━━━ Information shown ━━━
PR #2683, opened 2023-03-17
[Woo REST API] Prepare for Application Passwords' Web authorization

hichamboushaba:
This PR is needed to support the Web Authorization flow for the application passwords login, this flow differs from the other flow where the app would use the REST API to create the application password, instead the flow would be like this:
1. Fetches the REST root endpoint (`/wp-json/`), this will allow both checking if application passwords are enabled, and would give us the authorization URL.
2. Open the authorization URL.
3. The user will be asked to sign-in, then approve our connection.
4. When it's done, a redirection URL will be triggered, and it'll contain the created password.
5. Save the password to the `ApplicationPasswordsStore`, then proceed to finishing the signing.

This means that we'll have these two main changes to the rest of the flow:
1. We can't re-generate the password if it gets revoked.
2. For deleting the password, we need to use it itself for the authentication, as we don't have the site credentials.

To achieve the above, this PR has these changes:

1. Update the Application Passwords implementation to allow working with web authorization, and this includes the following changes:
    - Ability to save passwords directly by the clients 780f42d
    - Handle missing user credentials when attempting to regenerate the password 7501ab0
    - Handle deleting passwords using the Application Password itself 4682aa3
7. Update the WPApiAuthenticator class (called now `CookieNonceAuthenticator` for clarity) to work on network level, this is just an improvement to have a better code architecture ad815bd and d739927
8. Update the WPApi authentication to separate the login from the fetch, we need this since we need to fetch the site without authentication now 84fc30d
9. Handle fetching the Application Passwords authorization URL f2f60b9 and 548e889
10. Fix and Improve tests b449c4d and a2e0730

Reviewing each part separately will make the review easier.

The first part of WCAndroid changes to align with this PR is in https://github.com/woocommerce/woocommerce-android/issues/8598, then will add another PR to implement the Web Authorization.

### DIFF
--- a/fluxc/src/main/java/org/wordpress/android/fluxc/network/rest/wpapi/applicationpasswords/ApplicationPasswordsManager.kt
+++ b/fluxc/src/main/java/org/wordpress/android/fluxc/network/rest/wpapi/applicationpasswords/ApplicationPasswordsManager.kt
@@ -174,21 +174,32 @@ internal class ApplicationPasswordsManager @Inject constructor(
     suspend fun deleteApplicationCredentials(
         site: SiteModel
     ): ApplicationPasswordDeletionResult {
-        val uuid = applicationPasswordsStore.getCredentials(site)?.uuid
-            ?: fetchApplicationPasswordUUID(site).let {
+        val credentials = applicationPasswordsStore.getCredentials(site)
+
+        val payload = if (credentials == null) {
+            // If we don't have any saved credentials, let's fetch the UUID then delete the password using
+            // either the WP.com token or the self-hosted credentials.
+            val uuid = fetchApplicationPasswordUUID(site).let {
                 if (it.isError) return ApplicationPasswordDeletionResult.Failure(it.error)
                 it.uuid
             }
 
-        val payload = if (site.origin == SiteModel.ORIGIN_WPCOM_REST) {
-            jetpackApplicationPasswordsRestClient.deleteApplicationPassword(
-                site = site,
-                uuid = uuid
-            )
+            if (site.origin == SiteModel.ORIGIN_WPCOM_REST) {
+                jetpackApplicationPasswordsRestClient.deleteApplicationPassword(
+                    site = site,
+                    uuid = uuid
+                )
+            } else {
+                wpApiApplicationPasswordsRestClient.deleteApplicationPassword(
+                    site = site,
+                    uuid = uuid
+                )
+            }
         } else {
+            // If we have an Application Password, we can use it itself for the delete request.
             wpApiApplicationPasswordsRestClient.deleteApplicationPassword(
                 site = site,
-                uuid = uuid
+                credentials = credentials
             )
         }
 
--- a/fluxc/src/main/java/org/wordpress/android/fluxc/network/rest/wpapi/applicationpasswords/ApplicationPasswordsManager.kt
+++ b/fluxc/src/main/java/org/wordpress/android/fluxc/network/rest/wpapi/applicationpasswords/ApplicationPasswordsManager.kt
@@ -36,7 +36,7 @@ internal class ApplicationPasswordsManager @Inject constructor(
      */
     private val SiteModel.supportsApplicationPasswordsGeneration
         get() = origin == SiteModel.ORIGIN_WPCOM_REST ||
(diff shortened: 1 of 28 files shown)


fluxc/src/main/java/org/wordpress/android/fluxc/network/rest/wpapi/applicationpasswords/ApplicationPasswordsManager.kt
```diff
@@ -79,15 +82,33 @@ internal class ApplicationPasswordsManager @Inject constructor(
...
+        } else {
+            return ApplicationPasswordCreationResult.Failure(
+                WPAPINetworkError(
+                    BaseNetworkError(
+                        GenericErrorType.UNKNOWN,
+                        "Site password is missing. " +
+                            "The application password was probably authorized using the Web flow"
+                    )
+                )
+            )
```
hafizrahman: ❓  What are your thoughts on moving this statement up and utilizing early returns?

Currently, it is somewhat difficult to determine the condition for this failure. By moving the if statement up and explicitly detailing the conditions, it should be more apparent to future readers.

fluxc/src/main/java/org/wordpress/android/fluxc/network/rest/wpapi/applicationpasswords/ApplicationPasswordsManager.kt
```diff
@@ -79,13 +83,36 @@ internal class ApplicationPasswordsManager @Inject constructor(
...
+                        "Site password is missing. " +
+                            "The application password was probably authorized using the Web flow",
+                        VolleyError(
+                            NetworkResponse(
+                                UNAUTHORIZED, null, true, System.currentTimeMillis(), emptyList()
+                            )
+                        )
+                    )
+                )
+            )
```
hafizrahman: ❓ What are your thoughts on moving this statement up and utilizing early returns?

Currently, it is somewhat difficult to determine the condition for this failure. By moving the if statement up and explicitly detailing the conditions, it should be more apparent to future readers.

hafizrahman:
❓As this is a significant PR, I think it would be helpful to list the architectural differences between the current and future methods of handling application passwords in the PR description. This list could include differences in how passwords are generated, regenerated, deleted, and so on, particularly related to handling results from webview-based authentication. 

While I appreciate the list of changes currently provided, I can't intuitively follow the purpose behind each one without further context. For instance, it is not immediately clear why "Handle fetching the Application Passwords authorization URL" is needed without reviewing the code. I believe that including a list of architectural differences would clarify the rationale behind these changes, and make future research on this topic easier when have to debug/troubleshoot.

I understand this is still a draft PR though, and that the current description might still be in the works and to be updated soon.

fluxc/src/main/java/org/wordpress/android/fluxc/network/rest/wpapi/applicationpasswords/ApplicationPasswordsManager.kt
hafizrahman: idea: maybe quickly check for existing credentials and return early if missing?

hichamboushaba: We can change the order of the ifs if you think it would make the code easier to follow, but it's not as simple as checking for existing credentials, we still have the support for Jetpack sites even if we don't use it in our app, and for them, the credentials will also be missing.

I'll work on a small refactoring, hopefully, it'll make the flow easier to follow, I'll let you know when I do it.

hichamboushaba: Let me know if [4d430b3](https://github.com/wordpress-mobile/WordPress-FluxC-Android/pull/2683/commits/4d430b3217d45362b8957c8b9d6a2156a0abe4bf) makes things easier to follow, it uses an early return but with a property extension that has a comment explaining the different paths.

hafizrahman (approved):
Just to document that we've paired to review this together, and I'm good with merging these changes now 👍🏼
━━━
Your goal:
Give all the records again. Match them exactly.

Answer area:
PR #2683, opened 2023-03-17
[Woo REST API] Prepare for Application Passwords' Web authorization

hichamboushaba:
This PR is needed to support the Web Authorization flow for the application passwords login, this flow differs from the other flow where the app would use the REST API to create the application password, instead the flow would be like this:
1. Fetches the REST root endpoint (`/wp-json/`), this will allow both checking if application passwords are enabled, and would give us the authorization URL.
2. Open the authorization URL.
3. The user will be asked to sign-in, then approve our connection.
4. When it's done, a redirection URL will be triggered, and it'll contain the created password.
5. Save the password to the `ApplicationPasswordsStore`, then proceed to finishing the signing.

This means that we'll have these two main changes to the rest of the flow:
1. We can't re-generate the password if it gets revoked.
2. For deleting the password, we need to use it itself for the authentication, as we don't have the site credentials.

To achieve the above, this PR has these changes:

1. Update the Application Passwords implementation to allow working with web authorization, and this includes the following changes:
    - Ability to save passwords directly by the clients 780f42d
    - Handle missing user credentials when attempting to regenerate the password 7501ab0
    - Handle deleting passwords using the Application Password itself 4682aa3
7. Update the WPApiAuthenticator class (called now `CookieNonceAuthenticator` for clarity) to work on network level, this is just an improvement to have a better code architecture ad815bd and d739927
8. Update the WPApi authentication to separate the login from the fetch, we need this since we need to fetch the site without authentication now 84fc30d
9. Handle fetching the Application Passwords authorization URL f2f60b9 and 548e889
10. Fix and Improve tests b449c4d and a2e0730

Reviewing each part separately will make the review easier.

The first part of WCAndroid changes to align with this PR is in https://github.com/woocommerce/woocommerce-android/issues/8598, then will add another PR to implement the Web Authorization.

### DIFF
--- a/fluxc/src/main/java/org/wordpress/android/fluxc/network/rest/wpapi/applicationpasswords/ApplicationPasswordsManager.kt
+++ b/fluxc/src/main/java/org/wordpress/android/fluxc/network/rest/wpapi/applicationpasswords/ApplicationPasswordsManager.kt
@@ -174,21 +174,32 @@ internal class ApplicationPasswordsManager @Inject constructor(
     suspend fun deleteApplicationCredentials(
         site: SiteModel
     ): ApplicationPasswordDeletionResult {
-        val uuid = applicationPasswordsStore.getCredentials(site)?.uuid
-            ?: fetchApplicationPasswordUUID(site).let {
+        val credentials = applicationPasswordsStore.getCredentials(site)
+
+        val payload = if (credentials == null) {
+            // If we don't have any saved credentials, let's fetch the UUID then delete the password using
+            // either the WP.com token or the self-hosted credentials.
+            val uuid = fetchApplicationPasswordUUID(site).let {
                 if (it.isError) return ApplicationPasswordDeletionResult.Failure(it.error)
                 it.uuid
             }
 
-        val payload = if (site.origin == SiteModel.ORIGIN_WPCOM_REST) {
-            jetpackApplicationPasswordsRestClient.deleteApplicationPassword(
-                site = site,
-                uuid = uuid
-            )
+            if (site.origin == SiteModel.ORIGIN_WPCOM_REST) {
+                jetpackApplicationPasswordsRestClient.deleteApplicationPassword(
+                    site = site,
+                    uuid = uuid
+                )
+            } else {
+                wpApiApplicationPasswordsRestClient.deleteApplicationPassword(
+                    site = site,
+                    uuid = uuid
+                )
+            }
         } else {
+            // If we have an Application Password, we can use it itself for the delete request.
             wpApiApplicationPasswordsRestClient.deleteApplicationPassword(
                 site = site,
-                uuid = uuid
+                credentials = credentials
             )
         }
 
--- a/fluxc/src/main/java/org/wordpress/android/fluxc/network/rest/wpapi/applicationpasswords/ApplicationPasswordsManager.kt
+++ b/fluxc/src/main/java/org/wordpress/android/fluxc/network/rest/wpapi/applicationpasswords/ApplicationPasswordsManager.kt
@@ -36,7 +36,7 @@ internal class ApplicationPasswordsManager @Inject constructor(
      */
     private val SiteModel.supportsApplicationPasswordsGeneration
         get() = origin == SiteModel.ORIGIN_WPCOM_REST ||
(diff shortened: 1 of 28 files shown)


fluxc/src/main/java/org/wordpress/android/fluxc/network/rest/wpapi/applicationpasswords/ApplicationPasswordsManager.kt
```diff
@@ -79,15 +82,33 @@ internal class ApplicationPasswordsManager @Inject constructor(
...
+        } else {
+            return ApplicationPasswordCreationResult.Failure(
+                WPAPINetworkError(
+                    BaseNetworkError(
+                        GenericErrorType.UNKNOWN,
+                        "Site password is missing. " +
+                            "The application password was probably authorized using the Web flow"
+                    )
+                )
+            )
```
hafizrahman: ❓  What are your thoughts on moving this statement up and utilizing early returns?

Currently, it is somewhat difficult to determine the condition for this failure. By moving the if statement up and explicitly detailing the conditions, it should be more apparent to future readers.

fluxc/src/main/java/org/wordpress/android/fluxc/network/rest/wpapi/applicationpasswords/ApplicationPasswordsManager.kt
```diff
@@ -79,13 +83,36 @@ internal class ApplicationPasswordsManager @Inject constructor(
...
+                        "Site password is missing. " +
+                            "The application password was probably authorized using the Web flow",
+                        VolleyError(
+                            NetworkResponse(
+                                UNAUTHORIZED, null, true, System.currentTimeMillis(), emptyList()
+                            )
+                        )
+                    )
+                )
+            )
```
hafizrahman: ❓ What are your thoughts on moving this statement up and utilizing early returns?

Currently, it is somewhat difficult to determine the condition for this failure. By moving the if statement up and explicitly detailing the conditions, it should be more apparent to future readers.

hafizrahman:
❓As this is a significant PR, I think it would be helpful to list the architectural differences between the current and future methods of handling application passwords in the PR description. This list could include differences in how passwords are generated, regenerated, deleted, and so on, particularly related to handling results from webview-based authentication. 

While I appreciate the list of changes currently provided, I can't intuitively follow the purpose behind each one without further context. For instance, it is not immediately clear why "Handle fetching the Application Passwords authorization URL" is needed without reviewing the code. I believe that including a list of architectural differences would clarify the rationale behind these changes, and make future research on this topic easier when have to debug/troubleshoot.

I understand this is still a draft PR though, and that the current description might still be in the works and to be updated soon.

fluxc/src/main/java/org/wordpress/android/fluxc/network/rest/wpapi/applicationpasswords/ApplicationPasswordsManager.kt
hafizrahman: idea: maybe quickly check for existing credentials and return early if missing?

hichamboushaba: We can change the order of the ifs if you think it would make the code easier to follow, but it's not as simple as checking for existing credentials, we still have the support for Jetpack sites even if we don't use it in our app, and for them, the credentials will also be missing.

I'll work on a small refactoring, hopefully, it'll make the flow easier to follow, I'll let you know when I do it.

hichamboushaba: Let me know if [4d430b3](https://github.com/wordpress-mobile/WordPress-FluxC-Android/pull/2683/commits/4d430b3217d45362b8957c8b9d6a2156a0abe4bf) makes things easier to follow, it uses an early return but with a property extension that has a comment explaining the different paths.

hafizrahman (approved):
Just to document that we've paired to review this together, and I'm good with merging these changes now 👍🏼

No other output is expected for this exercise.